I am looking for people who have either ended a marriage with kids and gone on to a second one or have chosen not to end a marriage with kids for some sound advice. Please PM me and I'll give you the particulars.
I haven't done any of those. But I still have sound advice. Regardless of what you decide it's almost always cheaper to keep her.
As someone that's been down this road I recommend you proceed. Remember, people do not change. If there has been an ongoing pattern of irrational behavior, selfishness and other outside the norm behaviors I recommend you cut the cord and move on, even if it costs you money. No amount of money can substitute for a healthy emotional state.
Man, you guys know how to make a guy smile.

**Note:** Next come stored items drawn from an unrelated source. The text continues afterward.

PR #11774, opened 2026-05-25
[camera] add custom path ouput to recording

### LINKED ISSUE #91680: [Camera]:  Proposal to add set path file on startVideoRecording
## Use case
Need set path file on start videorecording

Mairramer:
This PR introduces the ability to save videos to custom locations, taking into account the limitations and behavior of each platform.

Due to platform-specific security restrictions and limitations:

* On Android, I was able to save videos directly to `/storage/emulated/0/Download/video.mp4` without issues.
* On iOS, I was able to save videos to `On My iPhone -> Camera Example -> Movies`.
* On Windows, the behavior is similar to Android.

Closes https://github.com/flutter/flutter/issues/91680

## Pre-Review Checklist

- [x] I signed the [CLA].


packages/camera/camera_web/lib/src/camera_web.dart
```diff
@@ -461,7 +461,11 @@ class CameraPlugin extends CameraPlatform {
...
 
   @override
-  Future<void> startVideoRecording(int cameraId, {Duration? maxVideoDuration}) {
+  Future<void> startVideoRecording(
+    int cameraId, {
+    Duration? maxVideoDuration,
+    String? videoOutputPath,
+  }) {
     // Ignore maxVideoDuration, as it is deprecated.
     return startVideoCapturing(VideoCaptureOptions(cameraId));
```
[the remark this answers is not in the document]
Mairramer: In web implementation, this doesn't matter.

bparrishMines (commented):
@Mairramer What's the use case you want to solve by adding this feature? From my understanding, it should currently be possible for the app to rename the file to change it's location without copying.

The issue linked mentions being able to save to an external SD card and finding the file if the app crashes during recording, but I dont think this PR would fix these.

Mairramer:
> @Mairramer What's the use case you want to solve by adding this feature? From my understanding, it should currently be possible for the app to rename the file to change it's location without copying.
> 
> The issue linked mentions being able to save to an external SD card and finding the file if the app crashes during recording, but I dont think this PR would fix these.

Thanks for the review! 
I get your point about `rename`, but the main issue here is cross-filesystem moves.

If we record a video to the internal cache and then try to `rename()` it to an external SD card, the OS can't just move the file pointer. It's forced to do a full byte-by-byte copy and delete. For large videos, this causes a huge I/O bottleneck and temporarily doubles the storage space needed (which can fail if internal storage is low). Writing directly to the target path avoids this completely.

Regarding the SD card: apps still have direct write access to their app-specific folders on external SD cards (for example, the second directory returned by `getExternalStorageDirectories()` in `path_provider`). By using `videoOutputPath`, we can record straight to the SD card from the start and bypass internal storage limits altogether.

Regarding the crash recovery scenario mentioned in https://github.com/flutter/flutter/issues/91680, you're absolutely right that the MP4 may end up corrupted after a crash, especially if the final `moov` atom was never written.

The main issue today is that the native layer generates a random temporary filename, and Dart only receives that path after `stopVideoRecording` completes successfully. If the app crashes before that happens, the temporary file becomes orphaned and the application has no reliable way to discover or identify it afterward.

By providing the output path upfront, the application always knows where the recording is being written. After a restart, developers can at least locate the interrupted file, attempt MP4 recovery if possible, or simply clean up the orphaned file to avoid unnecessary storage leaks.

Let me know if this makes sense or if I should adjust anything in the implementation.

Mairramer:
Regarding crash recovery:

On iOS, we could use [movieFragmentInterval](https://developer.apple.com/documentation/avfoundation/avassetwriter/moviefragmentinterval), which allows the movie file to be fragmented periodically and can help reduce data loss in crash scenarios.

On Android, as far as I know, there is no equivalent native solution available. We would probably need a custom implementation using [MediaMuxer](https://developer.android.com/reference/android/media/MediaMuxer) or something similar to periodically fragment or remux the recording stream, but that’s not something I’d really like to introduce at the moment.

packages/camera/camera/example/lib/video_recording_example.dart
bparrishMines, line 1: I don't think we need a full example just for video recording. The `main.dart` already has recording in it. I think you could change this to be a small snippet showing how to set an output path when recording a video. It doesn't need to be a fully runnable app.

packages/camera/camera/README.md
```diff
@@ -92,6 +92,58 @@ Here is a list of all permission error codes that can be thrown:
...
+```dart
+// Always ensure the path ends with the .mp4 extension
+await controller.startVideoRecording(
+  videoOutputPath: '/path/to/your/custom_video.mp4',
+);
+```
+
+#### Platform-Specific Considerations
+
+**Android**
```
bparrishMines: This information should be moved to the `README` of their respective platforms. And this should just link to their pub.dev pages.

bparrishMines (changes requested):
@Mairramer Thanks for the explanation! I think it makes sense to add this feature. The platform interface and app-facing interface look fine to me just a couple comments about the README and example.

I will add reviewers for platform implementations.

stuartmorgan-g:
From triage: This is still waiting for sign-off from iOS and Android reviewers.

okorohelijah:
from triage cc @hellohuanlin

packages/camera/camera_android/android/src/main/java/io/flutter/plugins/camera/Camera.java
```diff
@@ -1317,6 +1324,23 @@ void prepareRecording() {
     setFpsCameraFeatureForRecording(cameraProperties);
   }
 
+  private void validateOutputPath(String path) {
+    File file = new File(path);
+    if (file.isDirectory()) {
+      throw new Messages.FlutterError("IOError", "The output path is a directory: " + path, null);
```
camsim99, line 1331: Can this error message mention that a file path should be provided instead?

packages/camera/camera_android/android/src/main/java/io/flutter/plugins/camera/Camera.java
```diff
@@ -1317,6 +1324,23 @@ void prepareRecording() {
...
+    }
+    File parent = file.getParentFile();
+    if (parent != null && !parent.exists()) {
+      throw new Messages.FlutterError(
+          "IOError", "The parent directory does not exist: " + parent.getAbsolutePath(), null);
+    }
+
+    String lowerPath = path.toLowerCase(Locale.ROOT);
+    if (!lowerPath.endsWith(".mp4")) {
+      throw new Messages.FlutterError("IOError", "Invalid video extension. Supported: .mp4", null);
```
camsim99: Nit for clarity:

```suggestion
      throw new Messages.FlutterError("IOError", "Invalid video extension. Supported extensions: .mp4", null);
```

packages/camera/camera_android/android/src/test/java/io/flutter/plugins/camera/CameraTest.java
```diff
@@ -711,6 +720,113 @@ public void resumeVideoRecording_shouldCallPauseWhenRecording() {
...
+          assertThrows(
+              Messages.FlutterError.class,
+              () -> {
+                camera.startVideoRecording(null, invalidPath);
+              });
+      // The old test asserted "Invalid path" message. Wait, validateOutputPath will throw first!
+      // Actually, if validateOutputPath throws, it will throw IOError before building.
+      // So this test as originally written was flawed because validateOutputPath catches the
+      // invalidPath before build().
+      // Let's just assert the IOError from validateOutputPath for this test.
```
camsim99: Nit: This comment can just clarify the assertion below vs what the old test did.

packages/camera/camera_android/example/lib/camera_controller.dart
```diff
@@ -315,9 +315,23 @@ class CameraController extends ValueNotifier<CameraValue> {
...
   /// Throws a [CameraException] if the capture fails.
-  Future<void> startVideoRecording({void Function(CameraImageData image)? streamCallback}) async {
+  Future<void> startVideoRecording({
+    void Function(CameraImageData image)? streamCallback,
+    String? videoOutputPath,
+  }) async {
+    if (videoOutputPath != null) {
+      final String lowerPath = videoOutputPath.toLowerCase();
+      if (!lowerPath.endsWith('.mp4')) {
+        throw CameraException('InvalidFilePath', 'Invalid video extension. Supported: .mp4');
```
camsim99: Nit
```suggestion
        throw CameraException('InvalidFilePath', 'Invalid video extension. Supported extensions: .mp4');
```

packages/camera/camera_android/lib/src/android_camera.dart
```diff
@@ -186,14 +186,21 @@ class AndroidCamera extends CameraPlatform {
...
+    return startVideoCapturing(VideoCaptureOptions(cameraId, videoOutputPath: videoOutputPath));
   }
 
   @override
   Future<void> startVideoCapturing(VideoCaptureOptions options) async {
-    await _hostApi.startVideoRecording(options.streamCallback != null);
+    await _hostApi.startVideoRecording(
+      options.streamCallback != null,
+      videoOutputPath: options.videoOutputPath,
+    );
```
camsim99, line 203: Can you add a test for this feature in `packages/camera/camera_android/test/android_camera_test.dart`?

packages/camera/camera_android_camerax/android/src/main/java/io/flutter/plugins/camerax/RecorderProxyApi.java
```diff
@@ -70,12 +71,31 @@ public PendingRecording prepareRecording(Recorder pigeonInstance, @NonNull Strin
     return pendingRecording;
   }
 
+  private void validateOutputPath(@NonNull String path) {
+    File file = new File(path);
+    if (file.isDirectory()) {
+      throw new GeneratedCameraXLibrary.FlutterError(
```
camsim99: `GeneratedCameraXLibrary` is actually deprecated and should be removed. You can instead directly throw `IOException`s here!

packages/camera/camera_android_camerax/lib/src/android_camera_camerax.dart
```diff
@@ -1085,9 +1086,13 @@ class AndroidCameraCameraX extends CameraPlatform {
   ///
   /// This method is deprecated in favour of [startVideoCapturing].
   @override
-  Future<void> startVideoRecording(int cameraId, {Duration? maxVideoDuration}) async {
+  Future<void> startVideoRecording(
```
camsim99, line 1134: Can you update the dart doc to clarify what happens when `videoOutputPath` is/is not specified?

packages/camera/camera_android_camerax/README.md
```diff
@@ -55,10 +55,28 @@ in the merged Android manifest of your app, then take the following steps to rem
 
 ### Notes on video capture
 
+#### Custom Video Recording Path
+
+Although it is possible to use an absolute path like `/storage/emulated/0/Download/video.mp4`, this is a fragile practice and may fail on many devices or Android versions due to **Scoped Storage** restrictions.
```
camsim99: Nit: For clarity, can you start this note off with the context that this is an optional thing you can do? Something like "If you wish to record a video to a custom file path, you may use blah blah method."

camsim99 (commented):
Overall LGTM :) just have some thoughts on testing and docs

packages/camera/camera_android_camerax/android/src/main/java/io/flutter/plugins/camerax/RecorderProxyApi.java
camsim99: @bparrishMines Actually to confirm, now that the package is migrated to proxy APIs, can we delete `GeneratedCameraXLibrary`? I see [one usage](https://github.com/flutter/packages/blob/97438f1c083368f44d0201ad52ebe7f7ca924602/packages/camera/camera_android_camerax/android/src/test/java/io/flutter/plugins/camerax/SystemServicesTest.java#L96) of it, but I can easily migrate that too delete it if so.

LongCatIsLooong:
from: @Mairramer could you resolve the merge conflicts?

camsim99 (approved):
Android LGTM!

LouiseHsu:
@hellohuanlin from triage :)

packages/camera/camera_avfoundation/darwin/camera_avfoundation/Sources/camera_avfoundation/CameraPlugin.swift
```diff
@@ -379,11 +379,13 @@ extension CameraPlugin: CameraApi {
   }
 
   func startVideoRecording(
-    enableStream: Bool, completion: @escaping (Result<Void, any Error>) -> Void
+    enableStream: Bool, videoOutputPath: String?,
```
hellohuanlin, line 382: nit: separate lines for these 2

packages/camera/camera_avfoundation/darwin/camera_avfoundation/Sources/camera_avfoundation/DefaultCamera.swift
```diff
@@ -520,27 +521,38 @@ final class DefaultCamera: NSObject, Camera {
...
+        videoRecordingPath = try getTemporaryFilePath(
+          withExtension: "mp4",
+          subfolder: "videos",
+          prefix: "REC_")
+      } catch let error as NSError {
+        completion(.failure(DefaultCamera.pigeonErrorFromNSError(error)))
+        return
+      }
     }
+    self.videoRecordingPath = videoRecordingPath
```
hellohuanlin: should we remove this line? 

> self.videoRecordingPath = videoRecordingPath

hellohuanlin (approved):

hellohuanlin:
@Mairramer can you resolve the merge conflict? thanks

vashworth:
@bparrishMines Can you re-review since you requested changes?

packages/camera/camera_platform_interface/CHANGELOG.md
```diff
@@ -1,3 +1,7 @@
+## 2.14.0
+
+* Adds `videoOutputPath` support to `MethodChannelCamera.startVideoRecording`.
```
bparrishMines: nit: This adds the feature to the VideoCaptionOptions, not just the the `MethodChannelCamera` implementation.

This should say something like: "Adds support for setting the video output path. See \`VideoCaptureOptions.videoOutputPath\`".

packages/camera/camera_platform_interface/lib/src/platform_interface/camera_platform.dart
```diff
@@ -143,6 +143,7 @@ abstract class CameraPlatform extends PlatformInterface {
     int cameraId, {
     @Deprecated('This parameter is unused, and will be ignored on all platforms')
     Duration? maxVideoDuration,
+    String? videoOutputPath,
```
bparrishMines: Can this be added without breaking the platform implementations? They extend this class, so wouldn't the missing parameter make this a breaking change?

I think this can only be supported in `startVideoCapturing(VideoCaptureOptions options)`. Making the change below uneccessary.

bparrishMines (changes requested):

packages/camera/camera/lib/src/camera_controller.dart
```diff
@@ -577,6 +578,13 @@ class CameraController extends ValueNotifier<CameraValue> {
       );
     }
 
+    if (videoOutputPath != null) {
+      final String lowerPath = videoOutputPath.toLowerCase();
+      if (!lowerPath.endsWith('.mp4')) {
+        throw CameraException('InvalidFilePath', 'Invalid video extension. Supported: .mp4');
+      }
+    }
```
bparrishMines: This is something that should be handled by the platform implementations. If one platform started supporting another format, this would block them from supporting it.

packages/camera/camera/example/ios/Runner/Info.plist
bparrishMines, line 1: Were the changes to this file intended to be added?

bparrishMines (changes requested):

packages/camera/camera/lib/src/camera_controller.dart
Mairramer: Ah, yeah, I forgot to remove that.

packages/camera/camera/example/ios/Runner/Info.plist
Mairramer: We don't need it anymore. There used to be an example here, but I documented it in [packages/camera/camera_avfoundation/README.md](https://github.com/flutter/packages/pull/11774/changes/BASE..bc3dccfb145435652e0b9807ebdf5076f45bcc5a#diff-eec6f14195592918d65e451eee950ce2b14c30b2e7ed3fd3a78e10f689bb5254), so I think we can remove it now.

okorohelijah:
from triage: @Mairramer can you resolve the test failure and merge conflicts?

bparrishMines (approved):
LGTM

Platform interface and app facing look good to me. It looks like there isn't a `camera_web` implementation, but I'm assuming this is because you can't access the file system with web.

However, to keep platform parity and prevent web from ignoring the value silently, can you update the file creation name at:

https://github.com/flutter/packages/blob/main/packages/camera/camera_web/lib/src/camera.dart#L470

And then also do a check that it is only a filename and doesn't include directories (e.g. `myVideo.mp4` and not `some/folder/myVideo.mp4`.

The windows implementation looks fine to me as well, but I'm not that familiar with the platform. @stuartmorgan-g Is there someone that usually handles that review or is it up to me?

Mairramer:
> LGTM
> 
> Platform interface and app facing look good to me. It looks like there isn't a `camera_web` implementation, but I'm assuming this is because you can't access the file system with web.
> 
> However, to keep platform parity and prevent web from ignoring the value silently, can you update the file creation name at:
> 
> https://github.com/flutter/packages/blob/main/packages/camera/camera_web/lib/src/camera.dart#L470
> 
> And then also do a check that it is only a filename and doesn't include directories (e.g. `myVideo.mp4` and not `some/folder/myVideo.mp4`.
> 
> The windows implementation looks fine to me as well, but I'm not that familiar with the platform. @stuartmorgan-g Is there someone that usually handles that review or is it up to me?

For now, I’ve avoided changing the web implementation. But I’ll take a closer look at it separately.
Edit:
If needed, I can create a separate issue for the web implementation and close the current one, since this will be supported on three platforms and only the web, with its specific quirks, would be left out for now.

stuartmorgan-g:
> @stuartmorgan-g Is there someone that usually handles that review or is it up to me?

Windows reviews have mostly been me recently, but @Piinks is following up on ownership for Windows plugin implementations.

Piinks:
Touched base with @loic-sharma, added @flutter/windows-reviewers and tagged `triage-windows` for review.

I gotta tell you it's quite a tale I have, but there's not going to be any offing anybody or any keeping somebody because it's cheaper.
Use that grey matter between your ears, with the kids health and long term happiness (as well as your own), as your goal. You'll be kidding yourself if you think they don't know, feel, or are effected by what is happening in your home. Best of luck. PM if I can help.
If you want to end a marriage, then you should. Staying married when you don't want to only ensures 2 people will be miserable. That number grows if you have children. When you do divorce, make sure you constantly reinforce to the kids the divorce is not their fault. Never bad mouth her in front of the kids. Don't use the kids to get back at her. Keep things as amicable as possible. Do all of that for your kids well being.
blame it all on FinD. Just keep saying. "Look kids, its not your fault. If FinD were here he would tell you it was his. I hate to blame it on FinD, but I will because it really is FinD's fault."
Ahh! Divorce...the screwing you get for the screwing you got. My best marriage ádvice is don't. Just make sure to fight for what's real and irreplaceable. Not all the stuff.
By the way, just as an update, the situation I thought I was in was not remotely the situation I was in. Sometimes getting your head screwed up is just that easy to do.
Oh my things just got real. The one I love so much I'd leave is very possibly ready to commit. She and I have history and I've always felt there was unfinished business. So has she. It has felt like a question of timing but guys I think the time is now.
Just from personal observation of others close to me: leaving a woman with kids to go with another woman is guaranteed to make her demonize you to the kids. She doesn't even have to do it purposely. All she has to do is suffer visibly because you left. Think it through carefully.